**What the task asks**: Below are the entries; return every line among them that holds the word "doesn".

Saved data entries
/---
PR #1292, opened 2023-12-17
WIP: Add structured ISO-11649 creditor references for SEPA QR codes

### LINKED ISSUE #878: SEPA payment references should be ISO 11649 Creditor References

jayaddison:
The lack of structured ISO-11649 creditor references seems to be at least one potential/likely reason why many SEPA-QR enabled banking applications failed to parse our QR codes during testing in #891.

There are a few more todos here:

- [ ] Determine whether to use `Payment.id` (sequence) or `BankPayment.bankref` to derive the creditor reference.
- [ ] Ensure that this works correctly end-to-end including reconcilation of transactions after receiving Wise balance credit webhooks.
- [ ] Either here or in a follow-up PR: adding the amount, recipient name, creditor reference and IBAN in plaintext on the edges of the SEPA QR for additional human verification and reassurance purposes (see [this online SEPA QR generator](https://epc-qr.eu/?form) for a nice example).

Resolves #878.

### DIFF
--- a/models/payment.py
+++ b/models/payment.py
@@ -323,7 +323,10 @@ class BankPayment(Payment):
         if self.currency == "EUR":
             order_id = f"{event_year()}{self.id:08d}"
             order_check_digits = mod_97_10.calc_check_digits(order_id)
-            return f"RF{order_check_digits}{order_id}"
+            assert len(order_check_digits) == 2
+            customer_reference =  f"RF{order_check_digits}{order_id}"
+            assert iso11649.validate(customer_reference)
+            return customer_reference
         else:
             return self.bankref
 
--- a/models/payment.py
+++ b/models/payment.py
@@ -322,8 +322,7 @@ class BankPayment(Payment):
         # Derive an ISO-11649 payment reference for EUR-currency payments
         if self.currency == "EUR":
             order_id = f"{event_year()}{self.id:08d}"
-            order_check_digits = mod_97_10.calc_check_digits(order_id)
-            assert len(order_check_digits) == 2
+            order_check_digits = mod_97_10.calc_check_digits(f"{order_id}RF")
             customer_reference =  f"RF{order_check_digits}{order_id}"
             assert iso11649.validate(customer_reference)
             return customer_reference
--- a/models/payment.py
+++ b/models/payment.py
@@ -7,6 +7,8 @@ from sqlalchemy import event, func, column
 from sqlalchemy.orm import Session, aliased
 from sqlalchemy.orm.exc import NoResultFound, MultipleResultsFound
 from sqlalchemy_continuum.utils import version_class, transaction_class
+from stdnum import iso11649
+from stdnum.iso7064 import mod_97_10
 
 from main import db
 from . import (
@@ -309,6 +311,21 @@ class BankPayment(Payment):
                 return BankAccount.query.filter_by(currency=currency, active=True).one()
             except (MultipleResultsFound, NoResultFound):
                 continue
+
+    @property
+    def customer_reference(self):
+        assert self.id, (
+            "Customer references can only be generated for payments that have been stored "
+            "in the database."
+        )
+
+        # Derive an ISO-11649 payment reference for EUR-currency payments
+        if self.currency == "EUR":
+            order_id = f"{event_year()}{self.id:08d}"
+            order_check_digits = mod_97_10.calc_check_digits(order_id)
+            return f"RF{order_check_digits}{order_id}"
+        else:
+            return self.bankref
 
 
 class BankAccount(BaseModel):
--- a/apps/payments/invoice.py
+++ b/apps/payments/invoice.py
@@ -39,7 +39,7 @@ def make_epc_qrfile(payment, **kwargs):
         name="EMF Festivals Ltd",
         iban=payment.recommended_destination.iban,
         amount=payment.amount,
-        reference=payment.bankref,
+        reference=payment.customer_reference,
         encoding=1,
     )
     qr.save(qrfile, **kwargs)
--- a/poetry.lock
+++ b/poetry.lock
@@ -2940,6 +2940,23 @@ files = [
 six = ">=1.4.0"
 
 [[package]]
+name = "python-stdnum"
+version = "1.19"
+description = "Python module to handle standardized numbers and codes"
+category = "main"
+optional = false
+python-versions = "*"
+files = [
+    {file = "python-stdnum-1.19.tar.gz", hash = "sha256:133ec82f56390ea74c190569e98f2fb14b869808b1d54785708f22d0fead8b3f"},
+    {file = "python_stdnum-1.19-py2.py3-none-any.whl", hash = "sha256:1b5b401ad3f45b798b0317313b781a433f5d7a5ff2c9feb8054664f76f78644e"},
+]
+
+[package.extras]
+soap = ["zeep"]
+soap-alt = ["suds"]
+soap-fallback = ["PySimpleSOAP"]
+
+[[package]]
 name = "pytz"
 version = "2023.3.post1"
 description = "World timezone definitions, modern and historical"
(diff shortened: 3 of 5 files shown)


jayaddison:
> Either here or in a follow-up PR: adding the amount, recipient name, creditor reference and IBAN in plaintext on the edges of the SEPA QR for additional human verification and reassurance purposes

It seems that most of the relevant details (IBAN, recipient name, reference) are displayed in close proximity to the EPC QR already -- so maybe we don't need this.

However we should display the full creditor reference in relevant invoices -- not only the shorter 8-char `bankref` value.

The [formatting helper](https://github.com/emfcamp/Website/blob/3e9fc57f3128d94a4e8b6040920aad046aedf401/apps/common/__init__.py#L71-L73) that we [use when displaying bankrefs in invoices](https://github.com/emfcamp/Website/blob/3e9fc57f3128d94a4e8b6040920aad046aedf401/templates/payments/invoice.html#L184) would reformat, for example, a creditor reference of `RF67E9HKFVR8Q` as `RF67-E9HKFVR8Q` - not a terrible display format, but perhaps we could improve upon that.

jayaddison:
@marksteward I'm trying to think how to ensure that transaction matching is able to handle structured creditor references robustly if we introduce them, and one quirk of the current `safechar` set is that it includes both `R` and `F` (the two ISO11649 reference prefix characters).

I think it might be safer and easier to write any code that matches/removes `RF[0-9][0-9]` structured reference + check digit prefixes if at least one of those two characters could be removed from the `safechars` list.

As a demonstration of possible edge case:

```pyi
>>> from stdnum import iso11649
>>> iso11649.is_valid('RF46RF23')
True
```

Any thoughts on updating `safechars` to switch `F` for `E`?  (my guess is that those two are considered confusable, and/or `e` is considered confusable with `a` - I don't see any other ambiguous cases at the moment for `E`, but perhaps I'm missing one)

marksteward:
FWIW, I've played around with generating EPC codes at https://www.qr-code-generator.com/solutions/epc-qr-code/ and the Revolut app ignores the IBAN for GB, because it switches the form to sort code/account number mode.

I'm a bit concerned this might be why other apps aren't processing the QR codes, and we might be setting ourselves up for more of a headache than it's worth.

russss:
We don't use Barclays any more, and at any rate SEPA references have significantly longer field limit than BACS references, so length isn't an issue.

jayaddison:
> I feel like we should keep bankref separate from creditor reference, and change the label to something like "reference for manual entry". We could show the creditor reference for EUR payments, to prevent people wondering where it is, but I don't see why it shouldn't basically be the invoice number.

That's what I thought originally, too -- but then I figured that the creditor reference format is a superset of `bankref` -- so it essentially boils down to adding the prefix and check digits.  I'm still mulling this over.

> FWIW, I've played around with generating EPC codes at https://www.qr-code-generator.com/solutions/epc-qr-code/ and the Revolut app ignores the IBAN for GB, because it switches the form to sort code/account number mode.

> I'm a bit concerned this might be why other apps aren't processing the QR codes, and we might be setting ourselves up for more of a headache than it's worth.

It seems that the test IBAN we're using (`GB47 ...`) doesn't pass the relevant ISO check-digit test, perhaps another reason for those scan failures.  Using `GB15` instead does work -- or we could use some other test IBANs (@russss mentioned [these](https://www.iban.com/testibans) and I've also found a few [here](https://iban.co.uk/examples.html)).  I'll adjust the values in the codebase to something that validates but is also clearly not a valid bank and is a test account soon.

jayaddison:
Here's an attempted EPC QR generation from some local changes in-progress (not pushed yet because I've duplicated a bunch of the code from `invoice.html` to `transfer-waiting.html`):

image

jayaddison:
> `safechars` (which is the Microsoft product key character set) doesn't have any vowels to reduce the chance of coming up with pronounceable words. But the reason it's short and dense is to allow manual entry and to round-trip through old bank systems that don't support separate references. Do we still have that problem with ISO-11649? Do Barclays still end up concatenating the account name and reference?

It sounds like the length limits are no longer a problem.  I'm hesitant to make larger changes though, given that the existing code is known-working.

The no-vowels argument also seems convincing to me - and given that it's based on a particular character set, it'd be nice to maintain that.

So roughly speaking I think I'm OK with tightening the pattern-matching code slightly.  One idea I've just had is to detect whether the entire `ref` is a valid ISO11649 value, and if so, to `compact` it (using `python-stdnum`) and then extract everything from char-5 onwards.

jayaddison:
> If that's going to lead to more confusion (I don't know what the various EU bank payment forms might look like), we can just exclude R and F from the start of the bankref, i.e. change [this](https://github.com/emfcamp/Website/blob/main/models/payment.py#L292) to:

I'm reluctant to change the generating-side code; it would probably be fine, but feels a bit wrong somehow.

I think that if the consumer-side code (the transaction matching) is careful only to remove `RF[0-9][0-9]` when it is followed by 8 `safechars` (allowing again for punctuation) then that would handle it.  Even if `RF23`, for example, were generated as the first few characters of a `bankref`, then that treatment should be safe regardless of whether the ISO11649 prefix and check digits are present.

jayaddison:
A recording of the recently-added EPC QR explainer tooltip in action:

[epc-qr-explainer.webm](https://github.com/emfcamp/Website/assets/55152140/ff8edb74-f120-4e05-980e-ad6405f7d58b)

russss:
We had a report that our payment reference didn't work when sending a payment from a Dutch bank, because it was expecting a reference in a standard format. (I think it's likely that there was a separate description field where our reference would have worked, but this proved a useful test case.)

I manually generated an ISO-11649 reference (`RF82FTHGBVX2`) and the payer successfully used that. We just got the payment and the incoming reference received in Wise was `RF82FTHGBVX2/20240221220607<IBAN>` (where `<IBAN>` is the payer's IBAN).

So that has conveniently validated whether this works on the banking side - although the reference does come through in a slightly interesting format, which wasn't auto-reconciled currently.

I was previously a little concerned about how this would work in practice, but I'm fairly happy now that we should move to using ISO-11649 references, at least for Euro payments.

jayaddison:
Thanks @russss - that's great to have confirmed.

To handle the additional reference-format encountered: perhaps we could check whether the `ref` up-to-a-`/`-delimiter is a valid ISO11649 reference (using `python-stdnum`), and if so omit the remainder of the string from the matching process?

russss:
I wouldn't guarantee that the format will always be the same, although I'd hope it's the case, so I think we should still assume that it can appear anywhere in the reference field.

I have a few more comments which I'll put inline, but I'm inclined to get this merged soonish now.

models/payment.py
```diff
@@ -310,6 +312,23 @@ def recommended_destination(self):
...
+            raise Exception(
+                "Customer references can only be generated for payments that have "
+                "been persisted to the database."
+            )
+
+        # Derive an ISO-11649 payment reference for EUR-currency payments
+        if self.currency == "EUR":
+            order_check_digits = mod_97_10.calc_check_digits(f"{self.bankref}RF")
+            customer_reference = f"RF{order_check_digits}{self.bankref}"
+            assert iso11649.validate(customer_reference)
```
russss, line 327: This should be `iso11649.is_valid` I think

russss (changes requested):

models/payment.py
jayaddison: Perhaps it would also make sense to move that onto a `@validates` method on the SQLAlchemy model?

jayaddison: Nope, never mind: the structured reference isn't persisted (...yet?).  This could potentially be added in future.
\---
**Answer box**:
It seems that the test IBAN we're using (`GB47 ...`) doesn't pass the relevant ISO check-digit test, perhaps another reason for those scan failures.  Using `GB15` instead does work -- or we could use some other test IBANs (@russss mentioned [these](https://www.iban.com/testibans) and I've also found a few [here](https://iban.co.uk/examples.html)).  I'll adjust the values in the codebase to something that validates but is also clearly not a valid bank and is a test account soon.
> `safechars` (which is the Microsoft product key character set) doesn't have any vowels to reduce the chance of coming up with pronounceable words. But the reason it's short and dense is to allow manual entry and to round-trip through old bank systems that don't support separate references. Do we still have that problem with ISO-11649? Do Barclays still end up concatenating the account name and reference?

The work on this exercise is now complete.